Far from having seen everything, in the frenzy of scanning the world, one can suddenly become blind.
Well, my eyes work, but my camera doesn't. A sort of modern blindness.
The camera was slowly showing some weaknesses, when I was trying to take portraits of faces in the effort. For a few days slightly struggling, then finally when shotting these colourful women who were waiting in the shelter of the roadside. One wonders what all these people are waiting for, so far from everything. Waiting at the side of a road where it seems that nothing ever passes.
But the scene was aesthetic. The camera could not pay tribute to the composition. To their complete selflessness.
A few more pictures, time to push the bike to the top of the small village above our head. We spent the night there, in a kind of improvised hotel. The kind of place that seems to be both always prepared to welcome people, and always surprised to see an unfamiliar face.
A house that must be collectively designated by the village to carry the burden of housing the weary cyclists who occasionally pass through the area.
It was a lovely evening, and in the morning I wanted to put everyone's faces on the same photo, proudly lined up as they were. I can hardly read this photo again.
It was the beginning of the end for the camera.
This is perhaps the most frustrating thing, to understand why we take so many photos. To understand the fear of forgetting. Not to be forgotten by others, but to forget that we have lived. That all this is real and that it is visually inscribed in front of us as soon as we struggle to imagine it again and again.
Maybe we wear out our memories by thinking about them too much. Photos don't wear out from being looked at too much.
Thanks for having us. I can't remember your names, and I need a map to remember the name of your village. Your faces are a pixelated chaos.
But I protect you from forgetting, in my memory. That is all I have left. I think of you from time to time, so that all this does not fade away.
The dirt of your village has not stuck to my wheels for a long time now. No more dust remains elsewhere.
You are the ephemeral. You are the main substance of the long-distance traveller. You defile. And perhaps I care for you even more since you are threatened with extinction.
But we had to keep going.
And we climbed up the switchbacks to the town of Ghorka, in central Nepal. In the early morning, on the ridges, the clouds could not rise high enough to cover the whole of these high and majestic peaks.
I looked at Sien and said, "I'm not unhappy that it's covered. It would have been very frustrating to have a great view and not be able to take any pictures.
She rebuked me sharply, and rightly so.

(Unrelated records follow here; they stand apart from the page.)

PR #1255, opened 2022-01-27
chore: update pytest config, 6.0+

henryiii:


henryiii:
I'm fine with this when you are, I'll play with the numpy import issue later in a new PR. It sounds like some large libraries can trigger this (like PyTorch), so it's probably not our fault.

jpivarski (approved):
I agree. If this adds failing-on-warnings (except the strange NumPy one), that's an improvement for sure!

PR #1259, opened 2022-01-28
Fix: fix `ByteMaskedArray.simplify_optiontype()`

agoose77:
Currently `ByteMaskedArray.simplify_optiontype()` has a few typos that mean it raises an `AttributeError` instead of returning a simplified layout.


jpivarski (approved):
Thanks for fixing this; these are unquestionably bugs.

PR #1262, opened 2022-01-28
chore: initial nox and pylint support

henryiii:
This adds an initial noxfile. No "fly by" contributor docs for it yet, that
will probably come a bit later, after we get editable installs working.

This adds configuration and a nox job for PyLint. I've avoided touching the
code, and instead added suppression with a "TODO" on anything I think we should
work on fixing. I think we could make PRs once in a while removing some of
these suppressions. (Otherwise this becomes too many changes at once). Some are
minor stylistic improvements, sometimes related to Python 3, some are
simplifications, and some are highly bug-prone that probably should be checked
sooner rather than later (marked with `investigate!`).

The syntax for disabling inline is `# pylint: disable=<name>`, or
`disable-next` to put it on the line before, or it can be at the top of a file.
This serves as nice documentation for a user to explain you know you are doing
something a bit naughty.

PyLint also has a bunch of over-the-top checks like `too-many-*` that I'd
expect we would always leave off. This is intentional - it's easier to see and
turn off a check vs. find it and turn it on. I _think_ many of them are in the
"design" group, but I can't see how to tell what is in a group, I only know how
to list all groups (`pylint --list-groups`).

### DIFF
--- a/pyproject.toml
+++ b/pyproject.toml
@@ -76,3 +76,88 @@ filterwarnings = [
   "ignore:The NumPy module was reloaded:UserWarning",
 ]
 log_cli_level = "info"
+
+[tool.pylint]
+master.py-version = "3.6"
+master.jobs = "0"
+master.ignore-paths = [
+  "src/awkward/_typeparser/generated_parser.py"
+]
+reports.output-format = "colorized"
+messages_control.enable = [
+  "useless-suppression",
+]
+messages_control.disable = [
+  "abstract-method",  # TODO: check but might need to keep disabled
+  "arguments-differ",  # TODO: some of these can be cleaned up
+  "attribute-defined-outside-init",  # TODO: These should be avoided!
+  "bad-super-call",  # TODO: investigate!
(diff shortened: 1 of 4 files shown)


pyproject.toml
```diff
@@ -76,3 +76,88 @@ filterwarnings = [
...
+  "cell-var-from-loop",  # TODO: investigate and locally disable if needed (unlikely)
+  "chained-comparison", # TODO
+  "consider-iterating-dictionary",  # TODO
+  "consider-merging-isinstance",  # TODO
+  "consider-using-enumerate", # TODO
+  "consider-using-f-string",  # TODO
+  "consider-using-in",  # TODO
+  "consider-using-max-builtin",  # TODO
+  "consider-using-min-builtin",  # TODO
+  "duplicate-code",  # Hahahaha
```
jpivarski, line 105: Hmmm...

jpivarski (approved):
I approve of this; feel free to merge it when you're done with it.

PR #1263, opened 2022-01-28
chore: add dependabot for actions

henryiii:
I noticed that our cibuildwheel action was really old in #1262, which made me
realise nothing was keeping these up to date. Here's a dependabot that will do
that.


jpivarski (approved):
:+1:

PR #1267, opened 2022-01-29
style: update to first non-pre-release black!

henryiii:
The exponent change is really nice, it also seems a bit more compact for really long asserts and if's.


jpivarski (approved):
I've always thought that `**` should be an exception to the "spaces around binary operators" rule.

All the other changes are more compact and look more readable, too. This is definitely an improvement.

It touches a lot of files, 35, but only 8 of them are not tests. Tests generally don't overlap people's active work—I don't think that merging this would be disruptive.

jpivarski:
(I think it's increasing test coverage because the more compact representation means fewer lines of code to test!)

PR #1270, opened 2022-01-31
Add GHA to build CUDA Wheels and update the cuda build script

sw5sh:
This PR adds a GitHub Action to build CUDA Wheels and uploads it as an artifact (I think this wheel will be uploaded to pypi once we have the first release of the kernels?). The build script has been updated to be built for `manylinux` systems and the wheel is not `PureLib`, without unzipping, changing things and zipping the wheel back. Although this has caused the wheel to be built for specific python version (`cp310`) instead of the earlier more general `py3`. 
Since Awkward's CUDA backend infrastructure relies heavily on Cupy. I have restricted `awkward_cuda_kernels` to be built for only the `CUDA` versions that `Cupy` supports. The library name is dependent on the `CUDA` version instead of the awkward version as earlier. `awkward_cuda_kernels-<cuda-version>-cp310-cp310-<platform>.whl`


jpivarski (approved):
This works, but only for Python 3.10. Setting `distclass = BinaryDistribution` solves the

```bash
sed "s/Root-Is-Purelib: true/Root-Is-Purelib: false/" < tmp_WHEEL
```

problem we used to have! There's still the problem that this wheel is labeled as being Python version dependent when it isn't (since the compiled code is accessed through ctypes, not any compiled pybind11 bindings).

We don't want to reintroduce the unzipping, editing metadata by hand, rezipping to label it as Python version independent (that information needs to go into the `Tag` section of the `WHEEL` file inside the zipped whl). I don't know of a solution for that (@henryiii?). In the meantime, we can just extend the matrix over all Python versions: 7 CUDA versions × 5 Python versions = 35 wheel files, which is still just 11.5 MB.

Another request: during ordinary CI testing, let's just do the minimum CUDA version and the maximum CUDA version for _one_ version of Python (it can be 3.10), so only 2 GitHub Action VMs are expended on this. During deployment, all 35 jobs can run, and they should be defined in wheels.yml so that `upload_all` will wait for them and include them in the upload (though they'll be uploaded to the `awkward-cuda-kernels` package name, not the `awkward` package name).

henryiii:
I've got a PR to wheel that would add a utility to do this (https://github.com/pypa/wheel/pull/422), but it's on hold for other changes in wheel. However, you can do it in the setup.py directly (which is probably better for this sort of case): see https://github.com/scikit-build/ninja-python-distributions/pull/85/files

sw5sh:
Thanks for links Henry! I made the changes and this should be ready after the tests pass.

jpivarski (approved):
Great! Just two things before merging:

  * rename "cuda_wheel.yml" to "cuda_build_test.yml" so that we know it's for testing and only testing that the CUDA compiles
  * only the minimum and maximum CUDA version in that one (10.2 and 11.5.1), so that only 2 VMs run in each commit-test
  * maybe, if you want to, attempt to pull one function out of the shared library in test_1270-install-test.py (to verify that it has the symbols you're expecting, and they're visible)

Also, verify that the artifact from https://github.com/scikit-hep/awkward-1.0/actions/runs/1783596775 has all of the wheels that you wanted (all 7) with the right names (no Python dependence).

Once all that's done, you can squash-and-merge!

Issue #579, opened 2020-12-08
Remember to remove unnecessary intermediate arrays from most reducers


jpivarski:
Only `ak.argmin` and `ak.argmax` need _all_ of them; the rest should allow for `Index64(0)` to be passed through instead (without segfaults, obviously).

If we know that it will be applied at the bottom level (i.e. `negaxis == 1`), there are more opportunities to fast-track it. Rather than making tentative `parents` that get expanded at each level, the bottom level can be implemented by just making the `parents` at the bottom level alone.

There are enough tests of the "full" solution that exists now; switching to optimized versions will be well-tested by the existing suite of tests.

This optimization potential has been known for a while; I just need to remember to do it (and have the satisfaction of popping an issue when it's done).

jpivarski:
This was addressed (as much as is possible) in v2.

PR #1274, opened 2022-02-01
Fixing #1266 by reordering nextparents (in v2; v1 is NOT FIXED!).

### LINKED ISSUE #1266: `ak.sum` produces incorrect structure for outer dimension
### Version of Awkward Array

56312ea2

This is seen in both v1 and v2 in master

Given this layout:
```python3
x = ak._v2.Array([
    [
        [
            [1, 2, 3],
            [4, 0, 0]
        ],
        [
            [5, 6, 7],
            [8, 0, 0]
        ]
    ],
    [
        [
            [9, 10, 11],
            [12, 0, 0]
        ],
        [
            [13, 14, 15],
            [16, 0, 0]
        ]
        
    ]
])
```

Calling `ak.sum(x, axis=0)` does not match (in structure) the NumPy result:
```pycon
>>> ak._v2.to_numpy(x).sum(axis=0).tolist()
[[[10, 12, 14], [16, 0, 0]], [[18, 20, 22], [24, 0, 0]]]
>>> ak._v2.sum(x, axis=0).tolist()
[[[10, 12, 14], []], [[16, 0, 0, 18, 20, 22], []]]
```

jpivarski:
@agoose77, just reordering the `parents` to be monotonic fixes the case you found, but it breaks others. I'm going to leave this open until we know what to do about it.

I included @ianna in the branch name, thinking that this PR in v1 might involve a kernel equivalent to `np.argmax`, but it might not.


agoose77:
Yes, clearly this isn't as simple a fix as I had first hoped. Maybe I've just missed something, but I'll take another look at some point :)

agoose77:
This fails on the positional reducers, I believe, because `argsort` isn't guaranteed to preserve the order between equal elements. A quick check with `sorter = np.argsort(nextparents, kind="mergesort")` seems to confirm this.

I'd quite like to try re-writing the kernel(s) in `listoffsetarray` so that we can make use of the guarantee that `parents` is ordered, but that's a bigger task than I have time for right now.

agoose77:
Now the test-failures are just typetracer failures (I think, I haven't run all the tests locally).

jpivarski:
All the tests pass!

Wait—is it the case that the only thing we needed was to sort the `parents` with a stable sort? That's all that was wrong?

agoose77:
> Wait—is it the case that the only thing we needed was to sort the `parents` with a stable sort? That's all that was wrong?

Yep! I was thinking about it whilst trying to redesign the kernel to compute nextparents and nextcarry directly, and realised that there was probably no guarantee of stability in the sort that we were using. It was the fact that it only failed for positional reducers that made me suspicious though.

agoose77:
Note to self - if we do merge this, then we should definitely explain _why_ we are using `mergesort`.

jpivarski:
No kidding—so that somebody doesn't just say, "Oh, here's a faster sorting algorithm; I'll use that" (and maybe doesn't get segfaults because they're not on a Mac...).

This is definitely a faceplam moment. I'm still astonished.

So yes, we should think about merging this. I'm still keeping in mind your initial assessment that it's a band-aid on a system that's grown pretty complicated. I was talking with @ianna earlier today—she has a different solution so we should take a look at that.

Also, all of these intermediate arrays have a noticeable impact on performance (`ak.sum` is significantly slower than `np.sum`), and I've been thinking for a while that we should perhaps have a separate code path for the `axis=-1` case. In #579, I was thinking that some of these arrays could be skipped without a separate code path, but we could skip a lot more of them with one. The downside is that looks like more complexity, having two ways to do something, but that all-important `axis=-1` case would be less difficult to understand if it's handled in isolation. (If, for instance, someone is looking at it with a profiling tool, trying to see what can be trimmed.)

Then we'd be presenting only the `axis != -1` case as something unavoidably complex and slow. As we've learned this week, it takes great effort to understand what it's doing.

agoose77:
> This is definitely a faceplam moment. I'm still astonished.

I don't think this is a facepalm moment! There is a *lot* going on here, and it's not always clear what our invariants are. 

>  (and maybe doesn't get segfaults because they're not on a Mac...).

Thankfully I think even if the sorter were changed, this would only break positional reducer results, rather than any allocation-related intermediary arrays. It just so happens that if the sorter isn't stable, the values in the reduction groups are visited in different orders, so positional reducers produce incorrect results. I never expected to care about sort stability!

I agree about performance. I was thinking about it abstractly that each kernel is doing an allocation and some work, and as we get larger and deeper arrays this will add up. If we can do things in one (or fewer) passes then it means we can claw back some performance. 

RE optimising `axis=-1` reductions. I suspect these are _very_ common. It would be interesting to see how much faster they are than the slow path. My only worry is *more* code to debug (e.g. this reduction bug that only shows up at n>=4), but I am also cognizant of how even a 10% perf gain is substantial. This is certainly more your area of experience in the Awkward domain, so I'm not going to try and push my opinion around!

ianna:
Great! Well done @agoose77 ! Thanks!

jpivarski:
I think we're all happy about this fix. There might be a more efficient solution, but this one is correct. I'll be merging it.

agoose77:
Thanks all! Note that we didn't fix v1 here, but maybe that's another PR.

jpivarski:
I missed that. Now the title is less misleading.

Of course: to do v1, we'd need to run a sorting algorithm in C++. Maybe one of the `argsort` kernels can be used for that.

jpivarski:
But yes, another PR. Not this one.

It was silly, it just came out.
I thought I was stupid actually, so I let her go on for a bit to ponder my stupidity.
Here I am, a child of my time, happy that some of the highest mountains in the world are hidden away simply because I can't take a good picture of them.
I stand there, sad that I am not able to appreciate things for what they are, but more for what they can be later.
I learn a lot, every day. I make mistakes, I fall, I stand up again. And I'm trying to regain my sight too. Nepal. September 2022.